Selain terangkatnya isu Lampung, isu lingkungan juga bisa terdengar oleh khalayak ramai dengan adanya speak up oleh akun TikTok @pandawaragroup melalui postingannya tentang pembersihan daerah perairan, seperti sungai dan laut.

Pandawara Group berhasil membuka pandangan warganet tentang kebersihan daerah perairan yang ada di Indonesia. Hal tersebut dibuktikan dengan adanya sinergi antara warga dan pemerintah dalam eksekusi pembersihan lingkungan setelah adanya aktivisme digital mengenai isu lingkungan oleh Pandawara Group.
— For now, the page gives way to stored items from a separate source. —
PR #1614, opened 2026-06-27
Add Unique ID to shortcuts and refactor

scrubbbbs:
Add unique id to shortcuts to fix shortcuts bound to translated text and provide a path to customize toolbars.  This is via the new `DkActionBuilder` which helps clean up action creation and requires a unique id for each action.

~The main issue with this PR is that all existing custom shortcuts must be rebound. I don't see that has a huge deal but we could do something about it.~


ImageLounge/src/DkCore/DkActionManager.h
```diff
@@ -91,6 +91,93 @@ public slots:
     bool mFirstTime = true;
 };
 
+struct DkActionId {
+    int index; // index into the associated actions array
+    const char *objectName; // uuid for settings, etc
```
leejuyuu: 1. From how the ACTION_ID seems to work, I think the `objectName` is not a UUID? I would avoid using this term in the comment if that is the case.
2. As these come from expression strings, I do not see how they are guaranteed to be unique.
3. I would recommend using `std::string_view` instead.

ImageLounge/src/DkCore/DkActionManager.cpp
```diff
@@ -64,25 +64,31 @@ DkAppManager::DkAppManager(QWidget *parent)
 {
     loadSettings();
 
+    QString name, id;
```
leejuyuu: Recommend avoid declaring multiple variables on the same line.

ImageLounge/src/DkCore/DkPluginManager.cpp
```diff
@@ -1425,38 +1425,36 @@ QVector<QMenu *> DkPluginActionManager::pluginSubMenus() const
 
 void DkPluginActionManager::updateMenu()
 {
-    qDebug() << "CREATING plugin menu";
-
     if (!mMenu) {
-        qWarning() << "plugin menu is NULL where it should not be!";
+        Q_ASSERT(mMenu);
```
leejuyuu: Redundant Q_ASSERT.

ImageLounge/tests/DkShortcutsModel_test.cpp
```diff
@@ -0,0 +1,61 @@
...
+    // that is required as there is global state destructor won't clean up
+    static QApplication app(argc, argv);
+
+    // these are needed for nomacs to find its settings file, we use
+    // different values from release to isolate from development environment
+    QCoreApplication::setOrganizationName("nomacs-test");
+    QCoreApplication::setOrganizationDomain("https://test.nomacs.org");
+    QCoreApplication::setApplicationName("ImageLounge-test");
+    QCoreApplication::setApplicationVersion(NOMACS_VERSION_STR);
+}
```
leejuyuu: This seems to need its own special environment? If that is the case, I suggest separating this test from the others that can run without extra dependencies.

ImageLounge/tests/DkShortcutsModel_test.cpp
```diff
@@ -0,0 +1,61 @@
...
+    // stand up QApplication compatible with headless CI environment
+    int argc = 3;
+    static char *argv[3];
+    argv[0] = const_cast<char *>("nomacs-test");
+    argv[1] = const_cast<char *>("-platform");
+    argv[2] = const_cast<char *>("offscreen");
+
+    // static is fine here since each test runs as separate process, and
+    // that is required as there is global state destructor won't clean up
+    static QApplication app(argc, argv);
```
leejuyuu: argc needs to be static as well.

ImageLounge/tests/DkShortcutsModel_test.cpp
```diff
@@ -0,0 +1,61 @@
...
+#include "DkSettings.h"
+#include "DkVersion.h"
+
+#include <QApplication>
+#include <QMainWindow>
+#include <QMenu>
+#include <QRectF>
+#include <gtest/gtest.h>
+
+using namespace nmc;
```
leejuyuu: I would avoid this.

ImageLounge/src/DkCore/DkActionManager.cpp
```diff
@@ -1786,17 +1786,29 @@ void DkActionManager::assignCustomShortcuts(QVector<QAction *> actions) const
...
     for (QAction *a : actions) {
         if (!a) {
             qWarning() << "NULL action detected!";
             continue;
         }
 
         QString actionId = a->objectName();
-        QString val = settings.value(actionId, "no-shortcut").toString();
+        QVariant val = settings.value(actionId);
+        if (val == unset) {
```
leejuyuu: Why not use isValid() or isNull()?

ImageLounge/src/DkCore/DkPluginManager.cpp
```diff
@@ -1518,12 +1518,16 @@ void DkPluginActionManager::runPluginFromShortcut()
...
-        settings.setValue(actions.at(i)->text(), actions.at(i)->text());
-    settings.endGroup();
+
+    // remove possibly outdated plugin data
+    settings.remove("PluginActions");
+
+    settings.beginGroup("PluginActions");
+    for (QAction *a : actions) {
+        settings.setValue(a->objectName(), a->text());
+    }
```
leejuyuu, line 1554: This changes the settings key? Is there an associated migration?

leejuyuu (commented):
Two major issues:

1. I think it might be better to separate the unique ID from the enum identifier name. It seems possible that these unique IDs end up in the config file, so they become a compatibility contract in the future. This makes changing the names of these enums, like several commits in this branch do, very hard or impossible. On the other hand, it is not obvious that the names of these enums need to be unique and fulfill this contract, and someone may change them without noticing. I suggest separating the unique identifier from the enum names in code for long-term stability.

2. How are third-party plugin action IDs validated and namespaced? The plugin interface does not currently require actions to provide a stable, unique objectName(). Will this break existing third-party plugins? How do we prevent accidental ID collision between plugins and between nomacs and a plugin?

ImageLounge/src/DkCore/DkActionManager.h
scrubbbbs: Not a UUID in the RFC sense but must be unique for all time once created. So maybe it should be renamed to clear that up. Since it is stored to the `objectName` property of `QAction` so it ended up this way.

The only guarantee of unique ids is currently the unit test since you correctly asserted there is no uuid validation here. A small change to `DkActionBuilder` could add each action to a common hashmap - which we will need for toolbar customization - so we could check this now or later on.

ImageLounge/src/DkCore/DkPluginManager.cpp
scrubbbbs: No migration is needed, IIRC the plugin shortcut binds end up under "CustomShortcuts" key.

scrubbbbs:
Thanks for taking time to review.

> 1. I think it might be better to separate the unique ID from the enum identifier name. It seems possible that these unique IDs end up in the config file, so they become a compatibility contract in the future. This makes changing the names of these enums, like several commits in this branch do, very hard or impossible.

The current contract is not to break custom shortcuts, in the future we'll add toolbar customization. So yes they (unique ids) will immediately go in the settings file and so we'd like to establish something stable in this PR. Maybe we should add some loud comments to that file that any changes to enum names (not groupings) will break user settings.

> On the other hand, it is not obvious that the names of these enums need to be unique and fulfill this contract, and someone may change them without noticing. I suggest separating the unique identifier from the enum names in code for long-term stability.

I think they need to be unique, since we will only have this to determine what action goes with a keybind or toolbar button. So the separation is not useful, but we could use an integer (enum) instead of a readable string. The main idea with the string id is to make debugging or editing the settings file itself simpler and it fits into the design that we already have (arrays indexed by enums).

> 2. How are third-party plugin action IDs validated and namespaced? The plugin interface does not currently require actions to provide a stable, unique objectName(). Will this break existing third-party plugins?

I don't know of any 3rd-party plugins but yes it might be a problem as you are correct the plugin system doesn't have stable unique ids by design. Currently the built-in plugins are validated with the unit test.

> How do we prevent accidental ID collision between plugins and between nomacs and a plugin?

Ideally, plugins that want to bind shortcuts have to call the plugin API to create their actions. For the moment plugins have to promise to use the convention "plugin_[plugin-name]_[action-name]".

leejuyuu:
> Maybe we should add some loud comments to that file that any changes to enum names (not groupings) will break user settings.

I fear this would not work as intended. The enum identifier would be used in multiple places, and LSPs nowadays make rename fairely easy.

Using string literals in a centralized way has the benefits:

- They appear only once, so it is harder to change and easier to spot during review.
- When placed closely, e.g. in one file, it is easier to find the comment and why these are part of a contract.
- Being explicit instead of implicit.
- We might have better ways to enforce that they are unique.

Some examples:

- Gwenview: https://invent.kde.org/graphics/gwenview/-/blob/5b4ed19a16da41ddb3aac73f11b24fe1e72da663/app/mainwindow.cpp#L387-408
- qView: https://github.com/jurplel/qView/blob/c5eca1c7176549e0f0718d11201547ddcdb1f8c9/src/actionmanager.cpp#L638-L654
- inkscape: https://gitlab.com/inkscape/inkscape/-/blob/d40156b03232e3f7363d31a3a2f0df29f995a1f1/src/actions/actions-paths.cpp#L277-300


> it might be a problem as you are correct the plugin system doesn't have stable unique ids by design.

I suggest trying a way to make existing plugins continue to work first; however, produce a message/dialog that warns the plugin needs an update. We could announce old plugins are compatible for a number of versions, then schedule the compatibility removal after that. If this is not feasible, then we need to communicate clearly that things may break when this eventually lands.

ImageLounge/tests/DkShortcutsModel_test.cpp
scrubbbbs: Each test runs as a separate process so no interference is possible. libnomacscore contains all of nomacs so there aren't any extra dependencies here. I will add a check that initApplication() is not called more than once per process since gtest has a mode where that could happen.

ImageLounge/src/DkCore/DkPluginManager.cpp
scrubbbbs: I just confirmed that custom plugin shortcuts are already correctly migrated

scrubbbbs:
> > it might be a problem as you are correct the plugin system doesn't have stable unique ids by design.

This isn't correct, plugins actually do have a stable GUID-style serial number we can use for binding instead of the plugin menu name which might be translated in the future. I added this feature.
 
> I suggest trying a way to make existing plugins continue to work first; 

I don't think there are any existing plugins practically. There are some [here](https://github.com/diemmarkus/nomacs-plugins) that Markus created but they no longer compile against current nomacs. If there are any, they will not compile anymore since I modified for `DkPluginInterface::createActions()` to formally assure unique action ids for plugins.

There are a few distros that still package nomacs-plugins separately which will break - but probably broken already before this work. We may have to inform the maintainers that nomacs-plugins repo is deprecated. I added a hint in case they end up reading the code.

> however, produce a message/dialog that warns the plugin needs an update.We could announce old plugins are compatible for a number of versions, then schedule the compatibility removal after that. If this is not feasible, then we need to communicate clearly that things may break when this eventually lands.

Handling depredations gracefully in plugins is a nice idea for web browsers etc but I think it is overkill given the unstable nature of nomacs plugins and practically non-existent interest at the moment.
- API/ABI of nomacscore changes constantly due to refactoring
- Semantic changes in addition to the API surface (example, this patch before the latest commits)
- Too painful to think about ABI stability with every change and go update the necessary files (version strings in DkPluginInterface etc)

ImageLounge/tests/DkShortcutsModel_test.cpp
leejuyuu: I mean this test requires files other than the built test binary, as in 

```

    // these are needed for nomacs to find its settings file, we use
    // different values from release to isolate from development environment
    QCoreApplication::setOrganizationName("nomacs-test");
    QCoreApplication::setOrganizationDomain("https://test.nomacs.org");
    QCoreApplication::setApplicationName("ImageLounge-test");
    QCoreApplication::setApplicationVersion(NOMACS_VERSION_STR);
}
```

This is the special setup, which makes this test more similar to an integration test. Separating it into another directory makes the original unit tests stand-alone.

ImageLounge/src/DkCore/DkActionManager.h
```diff
@@ -81,87 +81,117 @@ public slots:
...
+     * @param text action label
+     * @param statusTip action hover text
+     *
+     * @warning The id should not be changed (normally), as it will be saved to
+     * config files. Any modification is considered a breaking change to the user
+     * config file.
+     */
+    QAction *add(T idx, const char *id, const QIcon &icon, const QString &text, const QString &statusTip)
+    {
+        Q_ASSERT(idx >= 0 && idx < mActions.size());
```
leejuyuu, line 109: This looks interesting. I suppose you still want the actions to be ordered by the enum value. When we miss a single `add()`, it seems we could get a nullptr somewhere.

leejuyuu:
The simple plugin no longer compiles. I suppose it is an example.

```
[77/109] Building CXX object nomacs-plugins/SI...ir/SimplePlugin_autogen/mocs_compilation.cpp.
FAILED: [code=1] nomacs-plugins/SIMPLE_PLUGIN/CMakeFiles/SimplePlugin.dir/SimplePlugin_autogen/mocs_compilation.cpp.o 
ccache /usr/bin/c++ -DDEBUG -DHAVE_EXIV2_HPP -DNOMACS_VERSION=\"3.23\" -DQT_CONCURRENT_LIB -DQT_CORE5COMPAT_LIB -DQT_CORE_LIB -DQT_DLL -DQT_GUI_LIB -DQT_NETWORK_LIB -DQT_NO_DEBUG -DQT_PLUGIN -DQT_PRINTSUPPORT_LIB -DQT_SHARED -DQT_SVG_LIB -DQT_WIDGETS_LIB -DSimplePlugin_EXPORTS -DWITH_LIBRAW -DWITH_LIBTIFF -DWITH_OPENCV -DWITH_PLUGINS -DWITH_QUAZIP -I/home/tzu-yu/git_repos/nomacs/build/nomacs-plugins/SIMPLE_PLUGIN/SimplePlugin_autogen/include -I/home/tzu-yu/git_repos/nomacs/build -I/home/tzu-yu/git_repos/nomacs/ImageLounge/src -I/home/tzu-yu/git_repos/nomacs/ImageLounge/src/DkCore -I/home/tzu-yu/git_repos/nomacs/ImageLounge/src/DkGui -I/home/tzu-yu/git_repos/nomacs/ImageLounge/3rdparty/libqpsd -I/home/tzu-yu/git_repos/nomacs/ImageLounge/3rdparty/drif -I/home/tzu-yu/git_repos/nomacs/build/nomacs-plugins/SIMPLE_PLUGIN -isystem /usr/include/opencv5 -isystem /usr/include/QuaZip-Qt6-1.7.2 -isystem /usr/include/QuaZip-Qt6-1.7.2/quazip -isystem /usr/include/qt6/QtCore -isystem /usr/include/qt6 -isystem /usr/lib/qt6/mkspecs/linux-g++ -isystem /usr/include/qt6/QtCore5Compat -isystem /usr/include/qt6/QtWidgets -isystem /usr/include/qt6/QtGui -isystem /usr/include/qt6/QtNetwork -isystem /usr/include/qt6/QtPrintSupport -isystem /usr/include/qt6/QtConcurrent -isystem /usr/include/qt6/QtSvg -Wall -Wextra -Wpedantic -Wformat -Wformat-nonliteral -Wshadow -g -std=gnu++17 -fPIC -mno-direct-extern-access -MD -MT nomacs-plugins/SIMPLE_PLUGIN/CMakeFiles/SimplePlugin.dir/SimplePlugin_autogen/mocs_compilation.cpp.o -MF nomacs-plugins/SIMPLE_PLUGIN/CMakeFiles/SimplePlugin.dir/SimplePlugin_autogen/mocs_compilation.cpp.o.d -o nomacs-plugins/SIMPLE_PLUGIN/CMakeFiles/SimplePlugin.dir/SimplePlugin_autogen/mocs_compilation.cpp.o -c /home/tzu-yu/git_repos/nomacs/build/nomacs-plugins/SIMPLE_PLUGIN/SimplePlugin_autogen/mocs_compilation.cpp
In file included from /home/tzu-yu/git_repos/nomacs/build/nomacs-plugins/SIMPLE_PLUGIN/SimplePlugin_autogen/UVLADIE3JM/moc_PLUGIN_CLASS_NAME.cpp:9,
                 from /home/tzu-yu/git_repos/nomacs/build/nomacs-plugins/SIMPLE_PLUGIN/SimplePlugin_autogen/mocs_compilation.cpp:2:
/home/tzu-yu/git_repos/nomacs/build/nomacs-plugins/SIMPLE_PLUGIN/SimplePlugin_autogen/UVLADIE3JM/../../../../../ImageLounge/plugins/SIMPLE_PLUGIN/src/PLUGIN_CLASS_NAME.h:44:22: error: ‘QList<QAction*> nmc::PLUGIN_CLASS_NAME::createActions(QWidget*)’ marked ‘override’, but does not override
   44 |     QList<QAction *> createActions(QWidget *parent) override;
      |                      ^~~~~~~~~~~~~
In file included from /home/tzu-yu/git_repos/nomacs/build/nomacs-plugins/SIMPLE_PLUGIN/SimplePlugin_autogen/UVLADIE3JM/../../../../../ImageLounge/plugins/SIMPLE_PLUGIN/src/PLUGIN_CLASS_NAME.h:27:
/home/tzu-yu/git_repos/nomacs/ImageLounge/src/DkCore/DkPluginInterface.h:74:30: warning: ‘virtual QList<QAction*> nmc::DkPluginInterface::createActions(const QString&, QWidget*)’ was hidden [-Woverloaded-virtual=]
   74 |     virtual QList<QAction *> createActions(const QString &idPrefix, QWidget *)
      |                              ^~~~~~~~~~~~~
/home/tzu-yu/git_repos/nomacs/build/nomacs-plugins/SIMPLE_PLUGIN/SimplePlugin_autogen/UVLADIE3JM/../../../../../ImageLounge/plugins/SIMPLE_PLUGIN/src/PLUGIN_CLASS_NAME.h:44:22: note:   by ‘QList<QAction*> nmc::PLUGIN_CLASS_NAME::createActions(QWidget*)’
   44 |     QList<QAction *> createActions(QWidget *parent) override;
      |                      ^~~~~~~~~~~~~
[78/109] Building CXX object nomacs-plugins/SI...s/SimplePlugin.dir/src/PLUGIN_CLASS_NAME.cpp.
FAILED: [code=1] nomacs-plugins/SIMPLE_PLUGIN/CMakeFiles/SimplePlugin.dir/src/PLUGIN_CLASS_NAME.cpp.o 
ccache /usr/bin/c++ -DDEBUG -DHAVE_EXIV2_HPP -DNOMACS_VERSION=\"3.23\" -DQT_CONCURRENT_LIB -DQT_CORE5COMPAT_LIB -DQT_CORE_LIB -DQT_DLL -DQT_GUI_LIB -DQT_NETWORK_LIB -DQT_NO_DEBUG -DQT_PLUGIN -DQT_PRINTSUPPORT_LIB -DQT_SHARED -DQT_SVG_LIB -DQT_WIDGETS_LIB -DSimplePlugin_EXPORTS -DWITH_LIBRAW -DWITH_LIBTIFF -DWITH_OPENCV -DWITH_PLUGINS -DWITH_QUAZIP -I/home/tzu-yu/git_repos/nomacs/build/nomacs-plugins/SIMPLE_PLUGIN/SimplePlugin_autogen/include -I/home/tzu-yu/git_repos/nomacs/build -I/home/tzu-yu/git_repos/nomacs/ImageLounge/src -I/home/tzu-yu/git_repos/nomacs/ImageLounge/src/DkCore -I/home/tzu-yu/git_repos/nomacs/ImageLounge/src/DkGui -I/home/tzu-yu/git_repos/nomacs/ImageLounge/3rdparty/libqpsd -I/home/tzu-yu/git_repos/nomacs/ImageLounge/3rdparty/drif -I/home/tzu-yu/git_repos/nomacs/build/nomacs-plugins/SIMPLE_PLUGIN -isystem /usr/include/opencv5 -isystem /usr/include/QuaZip-Qt6-1.7.2 -isystem /usr/include/QuaZip-Qt6-1.7.2/quazip -isystem /usr/include/qt6/QtCore -isystem /usr/include/qt6 -isystem /usr/lib/qt6/mkspecs/linux-g++ -isystem /usr/include/qt6/QtCore5Compat -isystem /usr/include/qt6/QtWidgets -isystem /usr/include/qt6/QtGui -isystem /usr/include/qt6/QtNetwork -isystem /usr/include/qt6/QtPrintSupport -isystem /usr/include/qt6/QtConcurrent -isystem /usr/include/qt6/QtSvg -Wall -Wextra -Wpedantic -Wformat -Wformat-nonliteral -Wshadow -g -std=gnu++17 -fPIC -mno-direct-extern-access -MD -MT nomacs-plugins/SIMPLE_PLUGIN/CMakeFiles/SimplePlugin.dir/src/PLUGIN_CLASS_NAME.cpp.o -MF nomacs-plugins/SIMPLE_PLUGIN/CMakeFiles/SimplePlugin.dir/src/PLUGIN_CLASS_NAME.cpp.o.d -o nomacs-plugins/SIMPLE_PLUGIN/CMakeFiles/SimplePlugin.dir/src/PLUGIN_CLASS_NAME.cpp.o -c /home/tzu-yu/git_repos/nomacs/ImageLounge/plugins/SIMPLE_PLUGIN/src/PLUGIN_CLASS_NAME.cpp
In file included from /home/tzu-yu/git_repos/nomacs/ImageLounge/plugins/SIMPLE_PLUGIN/src/PLUGIN_CLASS_NAME.cpp:25:
/home/tzu-yu/git_repos/nomacs/ImageLounge/plugins/SIMPLE_PLUGIN/src/PLUGIN_CLASS_NAME.h:44:22: error: ‘QList<QAction*> nmc::PLUGIN_CLASS_NAME::createActions(QWidget*)’ marked ‘override’, but does not override
   44 |     QList<QAction *> createActions(QWidget *parent) override;
      |                      ^~~~~~~~~~~~~
In file included from /home/tzu-yu/git_repos/nomacs/ImageLounge/plugins/SIMPLE_PLUGIN/src/PLUGIN_CLASS_NAME.h:27:
/home/tzu-yu/git_repos/nomacs/ImageLounge/src/DkCore/DkPluginInterface.h:74:30: warning: ‘virtual QList<QAction*> nmc::DkPluginInterface::createActions(const QString&, QWidget*)’ was hidden [-Woverloaded-virtual=]
   74 |     virtual QList<QAction *> createActions(const QString &idPrefix, QWidget *)
      |                              ^~~~~~~~~~~~~
/home/tzu-yu/git_repos/nomacs/ImageLounge/plugins/SIMPLE_PLUGIN/src/PLUGIN_CLASS_NAME.h:44:22: note:   by ‘QList<QAction*> nmc::PLUGIN_CLASS_NAME::createActions(QWidget*)’
   44 |     QList<QAction *> createActions(QWidget *parent) override;
      |                      ^~~~~~~~~~~~~
[90/109] Building CXX object nomacs-plugins/Af...lugin.dir/src/DkImgTransformationsPlugin.cpp.
ninja: build stopped: subcommand failed.
```

ImageLounge/src/DkGui/DkNoMacs.cpp
```diff
@@ -1707,58 +1707,52 @@ void DkNoMacs::openFileWith(QAction *action)
...
     if (appPath == DkAppManager::kOpenFileAppName) {
-        if (fileInfo.isFromZip()) {
-            fileInfo = extractToTmpFile(fileInfo);
-        }
-        if (fileInfo.exists()) {
-            QUrl url = QUrl::fromLocalFile(fileInfo.path());
-            QDesktopServices::openUrl(url);
-        }
+        QUrl url = QUrl::fromLocalFile(fileInfo.path());
+        QDesktopServices::openUrl(url);
```
leejuyuu, line 1735: Originally, there seems to be a `fileInfo.exists()` check after `extractToTmpFile(fileInfo)`. But it has been removed. Is this intended?

ImageLounge/src/DkCore/DkPluginManager.cpp
leejuyuu: Could you explain? It looks like this field is no longer read.

leejuyuu:
Sorry for the late response. There are a few questions left.

About the plugins, I think it might be better to deprecate them in the future and move the official ones into the app. They tie too deeply into internal stuff and make changing them difficult.

ImageLounge/tests/DkShortcutsModel_test.cpp
scrubbbbs: It isn't a external dependency but rather a small scaffold for a temporary config file, it doesn't need to exist but it could interact with the test I suppose. On Linux the path would be `~/.config/nomacs-test/ImageLounage-test.ini`.

I suppose it should be removed when the test starts and cleaned up when the test finishes so it can't possibly interact with other tests, something like this unless there is a better way provided by google-test.

```c++
static void deleteConfig() {
   nmc::DefaultSettings settings;
   QFile::remove(settings.filePath())
}

static void initApplication() {
    // [...]
    QCoreApplication::setApplicationName()
    // [...]
    deleteConfig();
    std::set_terminate(deleteConfig());
}

```

ImageLounge/src/DkCore/DkPluginManager.cpp
scrubbbbs: I renamed "CustomPluginShortcuts" to "PluginActions". There were never shortcuts stored there, rather it is a registry for plugin action names/ids. The actual plugin shortcuts were always stored under "CustomShortcuts" key along with all other shortcuts.

The function of the setting remains the same which is to enable shortcut actions while also lazy-loading plugins. So at startup, dummy actions can be bound to shortcuts before the plugin is loaded. The dummy then loads the plugin and calls the actual action.

The reason it is fine to delete the key is because it is regenerated every time nomacs starts with the current set of plugins; previous to this patch it would keep the old information permanently which was a problem as I refactored the plugin action ids.

ImageLounge/src/DkCore/DkActionManager.h
scrubbbbs: I had the same thought but at the moment it is impossible to miss this, for example the shortcuts binding loop at startup would immediately segfault as it touches every action. If that logic ever changed then the shortcuts prefs dialog would segfault.

ImageLounge/src/DkGui/DkNoMacs.cpp
scrubbbbs: Yes, if the file no longer exists we'd like to see something fail rather than fail silently. Generally it can't hurt to open a file path that doesn't exist and the application will show an error dialog. But in practice this test never fails because if the file doesn't exist the UI refreshes and makes it impossible in nomacs to invoke the open-with action on it.

scrubbbbs:
> Sorry for the late response. There are a few questions left.
> 
> About the plugins, I think it might be better to deprecate them in the future and move the official ones into the app. They tie too deeply into internal stuff and make changing them difficult.

They are no longer separate git repo so there isn't much stopping it. It would be nice to freeze that repo, @novomesk  do we have the authority?

I don't see much interest in C++ development so future plugin interface if any would need to be in some scripting language to see any use. And with some abstraction layer so refactoring won't break them constantly.

ImageLounge/tests/DkShortcutsModel_test.cpp
leejuyuu: It would be easier to control what test are run if these type of tests are separated from the tests that can run without the full configs.

ImageLounge/src/DkCore/DkActionManager.h
leejuyuu: Yeah. I do not see a nicer way to handle this. Let's leave it as is for now.

ImageLounge/tests/DkShortcutsModel_test.cpp
scrubbbbs: I'm not seeing any difference this makes, besides slowing down the build and adding more cmake configuration to maintain. Can you elaborate?

As long as all tests run with `make check` and cannot interact with each other, does it really matter one way or the other?

scrubbbbs: I did a little experiment to separate the test environment/harness out a bit using fixtures, see my latest commit.

The base fixture makes an empty dir for each test and sets environment variables TMPDIR, TMP, XDG_CONFIG_DIR so each test has its own sandbox to capture nomacs config file or any temp files written like thumbnail cache. There are subclasses for tests needing additional setup that are basic enough to be reused elsewhere, this will cut down on refactoring chores should we decide refactor the classes involved.

At the end of a test run we can upload any files written from all tests using a common path (/tmp/nomacs-test-artifacts), which will help debug failing tests in CI.

Is this more in-line with what you are thinking of?

leejuyuu: Sorry that I did not elaborate. I was thinking about separating this test into another test executable, for example, a core_test and a gui_test or integration_test. The comment that the QApplication has a process-level restriction further supports this. 

I would also expect this test to clean up its temporary files. Maybe adding a unique/random component in the path so that the chance of a previous state carrying over to the next run is lower.

scrubbbbs: Did you take a look at the fixture? It seems to take care of the separation and state pollution risk.

As I said each TEST() function already runs in its own process which is a good thing. Otherwise global variables (in nomacs or Qt/dependencies), temporary files, non-reentrant classes, etc will cause unreliable results. So in reality we already have a process-level restriction for all tests, so this isn't changing anything.

What we are testing up to this point doesn't seem to do these things but we have hardly begun testing.

Adding another cmake target/exe makes no difference to test reliability or future development headaches because we had no isolation either way. Maybe causes more headaches because one has to go through each exe separately when testing in an IDE (see capture):

https://github.com/user-attachments/assets/9b854d9c-9776-4630-8d31-a12e5895b369

leejuyuu: > Did you take a look at the fixture? It seems to take care of the separation and state pollution risk.

Sorry, I missed that line.

> TEST() function already runs in its own process

This is only true when running with the `check` target or using ctest with some filtering. Executing the test binary directly makes it single-process.

What I am trying to say is that we should separate "the tests that are self-contained with their executable and the in-tree test data" and "the tests that also depend on the environment." The former is what we probably should focus on at this moment, as they are easier to manage.

I am not familiar with the IDE you are using. Shouldn't they handle the differences when you do something like click the test case to run?

scrubbbbs: > > TEST() function already runs in its own process
> 
> This is only true when running with the `check` target or using ctest with some filtering. Executing the test binary directly makes it single-process.

Yes I was mistaken, but no filtering needed, e.g. `ctest <build-dir>` is sufficient so there are no hoops to jump through.

> What I am trying to say is that we should separate "the tests that are self-contained with their executable and the in-tree test data" and "the tests that also depend on the environment." The former is what we probably should focus on at this moment, as they are easier to manage.

> I am not familiar with the IDE you are using.
> Shouldn't they handle the differences when you do something like click the test case to run?

QtCreator has a unit tests thing but it doesn't recompile the test exe before running, so I ended up switching to the core_tests target (in my screenshot) and running that way (with no process isolation). Maybe that could be fixed.

I guess I don't see the management issue provided the tests are well written. But what if we structured it this way:
- `core_tests` => `reentrant_tests`  -- each TEST() can run safely in a separate thread
- DkShortcutsModel_test => `forked_tests` -- each TEST() must run in a separate process

leejuyuu: I think separating the tests by what is being tested (self-contained units such as individual functions or classes v.s. the whole application and the environment it depends on) is a more common choice.

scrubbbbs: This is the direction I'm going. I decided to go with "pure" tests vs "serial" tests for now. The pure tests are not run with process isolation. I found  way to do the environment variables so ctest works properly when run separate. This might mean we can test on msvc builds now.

Aktivisme sendiri merupakan gerakan yang bertujuan untuk membawa perubahan di masyarakat. Sedangkan aktivisme digital merujuk pada peran penggunaan media sosial dalam usaha menciptakan perubahan sosial tersebut.

Dengan adanya aktivisme digital ini, memungkinkan warganet untuk beropini dan membawa perubahan sosial. Hal tersebut bisa terjadi karena gerakan sosial pada era digital tidak memiliki hierarki yang memungkinkan siapapun bisa memulai dan menjalankan aktivisme.

Namun, hal tersebut bisa menjadi pisau bermata dua jika tidak diperlakukan dengan bijak. Lahirnya aktivisme digital juga bisa memberi dampak pada polarisasi opini. Polarisasi opini atau perbedaan pendapat dapat terbentuk dari banyaknya pendapat yang masuk melalui satu kegiatan aktivisme.

Netizen Indonesia sangat beragam, dan sangat memungkinkan adanya perbedaan pendapat. Hal ini bisa memprovokasi isu yang ada sehingga semakin ter ”goreng”.

Dengan adanya polarisasi opini, penyebaran disinformasi kerap kali terjadi dengan mudah. Tingkat literasi yang rendah bisa meningkatkan hal tersebut terjadi. Tak jarang juga pelaku speak up malah mendapatkan cacian dan makian karena adanya polarisasi opini dan penyebaran informasi yang salah. 

Maka dari itu perlunya hal hal yang harus diperhatikan dalam kebiasaan speak up mengenai suatu isu. Sebelum kita mengunggah apapun ke sosial media, ada baiknya ditelaah terlebih dahulu masalah tersebut masih bisa diselesaikan dengan kekeluargaan atau tidak.

Selain itu, kita juga harus memperhatikan keselamatan kita sendiri sebagai pelaku Speak Up. Seringkali disaat ada yang mengangkat tentang suatu isu sensitif, tak lama kemudian akun mereka hilang tanpa kabar (takedown/shadowbanned). Netizen yang ingin menaikkan suatu isu juga perlu memperhatikan jaminan keselamatan dan kemungkinan respon yang akan terjadi.

Selain itu, tak jarang netizen ingin speak up perihal sesuatu yang hanya memprovokasi atau menaikkan nama atau akunnya saja tanpa memikirkan efek jangka panjangnya. Maka dari itu, yuk kita mulai meningkatkan kualitas berinternet!